El comandante estaba completamente desconcertado. Se dirigió a la gente diciendo: “Nunca soñé que podría asaltar un pueblo, regresar y que ese pueblo me diera la bienvenida como a un hermano”. Señalando a Sarah, siguió diciendo: “Esa hermana me dijo el jueves por la noche que los cristianos aman a sus enemigos, pero yo no le creí entonces. Me lo ha probado esta mañana. . . Nunca antes creí que hubiera un Dios, pero lo que acabo de sentir es tan fuerte que nunca dudaré de la existencia de Dios mientras viva”.

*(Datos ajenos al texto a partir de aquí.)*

PR #984, opened 2016-01-21
Remote Execution - Iteration 5 - Develop (DEB)

stbenjam:
- [x] smart_proxy_remote_execution_ssh
- [x] smart proxy dynflow
- [x] foreman remote execution 0.2.1

### DIFF
--- a/plugins/ruby-foreman-remote-execution/debian/changelog
+++ b/plugins/ruby-foreman-remote-execution/debian/changelog
@@ -1,3 +1,9 @@
+ruby-foreman-remote-execution (0.2.1-1) stable; urgency=low
+
+  * 0.2.1 released
+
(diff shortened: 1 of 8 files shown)


mmoll:
Merging and building, although I know the core plugin won't install on 1.11.
Thanks @stbenjam! :ice_cream:

stbenjam:
it should actually work on 1.11 :)

mmoll:
then `foreman (<< 1.11)` should go from the `Depends` field :)

stbenjam:
Why's that? << is less than, right?

mmoll:
exactly

stbenjam:
So why would I include that? The plugin is compatible with 1.11

domcleal:
It's there at the moment - it can be removed.

stbenjam:
Oh sorry, I was only looking at the Build-Depends line. It doesn't matter, we're about to release 0.3.0  which drops 1.10 support, I'll fix it then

Dos semanas después, todos los hombres que habían sido encarcelados fueron devueltos al pueblo. Las últimas palabras del comandante a Sarah se quedarían con ella el resto de su vida: “He peleado muchas batallas y matado a mucha gente. No fue nada para mí. Mi trabajo era simplemente exterminarlos. Pero nunca los conocí personalmente. Esta es la primera vez que conozco a mi enemigo cara a cara. Y creo que, si nos conociéramos entre las personas, nuestras armas no serían necesarias”.


De Siendo testigos: Relatos de martirio y discipulado radical. Basado en “Welcoming the Enemy,” de Sarah Corson, Sojourners 12, no. 4 (abril de 1983).